Validation should be based on the configuration of your customer. Data that is received and processed but not actively used should not be validated along with data that is used. There is also a need for customer-specific validation in many cases. You will want controls by product and by customer. The mechanics of adding new validation checks should be easy and the framework should scale to accommodate large numbers of validations. The priority of each verification should be considered carefully. Too many critical checks and you miss clues that are buried in data. Too few and you miss clues because they don’t stand out.

See also: 4 Ways to Keep Data Quality High  

Profiling your own validation data is also a key. You should know, historically, how many of each type of errors you typically encounter and flag statistically significant variation just as you would when you detect variations in essential data elements and entities.  Architecture is important. You will want the ability to profile and report anything that implies it is developed in a common way that is centralized rather than having different approaches to different areas you want to profile.

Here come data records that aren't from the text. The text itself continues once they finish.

PR #2365, opened 2025-06-04
Update autocast.py to fix attribute creation error

justinchuby:
This change should fix the type of errors like below (reported in https://github.com/pytorch/pytorch/issues/153214#issuecomment-2941500656):

```pytb
  File "/usr/local/lib/python3.12/dist-packages/google/protobuf/internal/python_message.py", line 589, in init
    _ReraiseTypeErrorWithFieldName(message_descriptor.name, field_name)
  File "/usr/local/lib/python3.12/dist-packages/google/protobuf/internal/python_message.py", line 478, in _ReraiseTypeErrorWithFieldName
    raise exc.with_traceback(sys.exc_info()[2])
  File "/usr/local/lib/python3.12/dist-packages/google/protobuf/internal/python_message.py", line 587, in init
    setattr(self, field_name, field_value)
  File "/usr/local/lib/python3.12/dist-packages/google/protobuf/internal/python_message.py", line 730, in field_setter
    raise TypeError(
TypeError: Cannot set onnx.AttributeProto.type to <AttrType.TENSOR: 4>: <AttrType.TENSOR: 4> has type <class 'onnx.onnx_cpp2py_export.defs.OpSchema.AttrType'>, but expected one of: (<class 'int'>,) for field AttributeProto.type
```

### DIFF
--- a/onnxscript/_internal/autocast.py
+++ b/onnxscript/_internal/autocast.py
@@ -45,7 +45,7 @@ def pyvalue_to_onnx_attribute(
     key: str,
     value: Any,
     name_generator: Callable[[], str],
-    attr_type: Optional[onnx.AttributeProto.AttributeType] = None,
+    attr_type: onnx.AttributeProto.AttributeType | None = None,
 ) -> onnx.AttributeProto:
     """Helper function to create an ONNX AttributeProto.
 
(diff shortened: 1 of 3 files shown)


onnxscript/_internal/autocast.py
```diff
@@ -45,7 +45,7 @@ def pyvalue_to_onnx_attribute(
     key: str,
     value: Any,
     name_generator: Callable[[], str],
-    attr_type: Optional[onnx.AttributeProto.AttributeType] = None,
+    attr_type: onnx.AttributeProto.AttributeType | None = None,
```
titaiwangms, line 48: Curious why this was not caught until now? Is it that more than one type (besides `onnx.AttributeProto.AttributeType`) could be passed in through `attr_type`?

justinchuby: Somehow there is also onnx.onnx_cpp2py_export.defs.OpSchema.AttrType. I think starting from a particular protobuf version it became more strict in accepting numbers (a guess)

justinchuby:
Updated to fix the callers instead

titaiwangms:
Are failing checks more than usual?

justinchuby:
> Are failing checks more than usual?

They seem like the usual windows flakiness & unresolved issues with the latest ort. We should fix them though at some point.

PR #2368, opened 2025-06-07
Cast-cast elimination

gramalingam:
Enable the cast-cast simplification to a single cast in a couple of cases where it is valid. This shows up in examples like SmolLM (FP16) and is needed for fusion-pattern to work.

Also: add display of replaced and replacing nodes in fusion in verbose mode.

### DIFF
--- a/onnxscript/rewriter/llama_rule_sets.py
+++ b/onnxscript/rewriter/llama_rule_sets.py
@@ -51,22 +51,30 @@ class CastIdentity(orp.RewriteRuleClassBase):
 class CastCast(orp.RewriteRuleClassBase):
     """Replaces ``Cast(Cast(X, ...), to=to)`` by ``Cast(X, to=to)``."""
 
-    _allowed_tensor_types: ClassVar = {
-        ir.DataType.FLOAT,
-        ir.DataType.FLOAT16,
-        ir.DataType.BFLOAT16,
-        ir.DataType.DOUBLE,
-    }
+    # Simplify "cast type1 => type2 => type3" to "cast type1 => type3".
+    # This rule is not valid for all combinations of types: e.g.,
+    # it is not valid for float32 => float16 => float32 or float32 => int32 => string.
+    # TODO: fill out the list of allowed combinations: the following is just a couple
+    # that shows up in practice where it is valid
+    _allowed_type2_type3: ClassVar = frozenset(
+        {
+            (ir.DataType.FLOAT, ir.DataType.FLOAT16),
+            (ir.DataType.FLOAT, ir.DataType.BFLOAT16),
+        }
+    )
 
     def pattern(self, op, x, to, to_ignored):
         return op.Cast(op.Cast(x, to=to_ignored), to=to)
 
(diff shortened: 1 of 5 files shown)


onnxscript/rewriter/llama_rule_sets.py
```diff
@@ -51,22 +51,30 @@ def check(self, context, x, to) -> orp.MatchResult:
...
 
     def check(self, context, x: ir.Value, to: ir.Attr, to_ignored: ir.Attr) -> orp.MatchResult:
         check_result = orp.MatchResult()
-        if to.as_int() not in self._allowed_tensor_types:
-            return check_result.fail(f"Output type {to.as_int()} is not allowed")
-        if to_ignored.as_int() not in self._allowed_tensor_types:
-            return check_result.fail(f"Ignored type {to_ignored.as_int()} is not allowed")
+        type2 = to_ignored.as_int()
+        type3 = to.as_int()
+        if (type2, type3) not in self._allowed_type2_type3:
```
justinchuby, line 73: Maybe when type2==type3 or when both `.is_floating_point()` and type2.itemsize > type3.itemsize?

onnxscript/rewriter/llama_rule_sets.py
```diff
@@ -51,22 +51,30 @@ def check(self, context, x, to) -> orp.MatchResult:
...
     def pattern(self, op, x, to, to_ignored):
         return op.Cast(op.Cast(x, to=to_ignored), to=to)
 
     def check(self, context, x: ir.Value, to: ir.Attr, to_ignored: ir.Attr) -> orp.MatchResult:
         check_result = orp.MatchResult()
-        if to.as_int() not in self._allowed_tensor_types:
-            return check_result.fail(f"Output type {to.as_int()} is not allowed")
-        if to_ignored.as_int() not in self._allowed_tensor_types:
-            return check_result.fail(f"Ignored type {to_ignored.as_int()} is not allowed")
+        type2 = to_ignored.as_int()
```
justinchuby, line 71:
```suggestion
        type2 = it.DataType(to_ignored.as_int())
```

onnxscript/rewriter/llama_rule_sets.py
```diff
@@ -51,22 +51,30 @@ def check(self, context, x, to) -> orp.MatchResult:
...
+        type3 = to.as_int()
```
justinchuby, line 72:
```suggestion
        type3 = ir.DataType(to.as_int())
```

onnxscript/rewriter/llama_rule_sets.py
gramalingam: The first one is already covered by redundant cast elimination. The second one is what I think too (at least for float types; something similar for int types too may hold), but am keeping it simple here. (Do these methods is_floating_point / itemsize exist in ir.DataType?)

justinchuby: Yes the methods exist. I think it’s pretty simple to implement

justinchuby (approved):

PR #2371, opened 2025-06-10
Add aten_maximum_real

xadupre:


justinchuby (changes requested):
Explained above and for further discussions

titaiwangms:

Embedding critical validations as early in the ingestion process as possible is essential. It is often possible to provide validations that emulate downstream processing. The quality team should have incentives to pursue these types of checks on a continuing basis. They are not obvious and are never complete, but are part of any healthy data-quality initiative.

A continuous improvement program should be in place to monitor and tune the overall process. Unless the system is static, codes change, dependencies change and data inputs change. There will be challenges, and with every exposed gap found late in the process there is an opportunity to improve.

This post had glossed over a large amount of material, and I have oversimplified much to convey some of the not-so-obvious learnings of the craft. Quality is a big topic, and organizations should treat it as such. Getting true value is indeed an art as it is easy to invest and not get the intended return. This is not a project with a beginning and an end but a continuing process. Just as with the practice of medicine, there is a lot to learn in terms of the science of constructing the proper machinery, but there is an art to establishing active policies and priorities that effectively deliver successfully.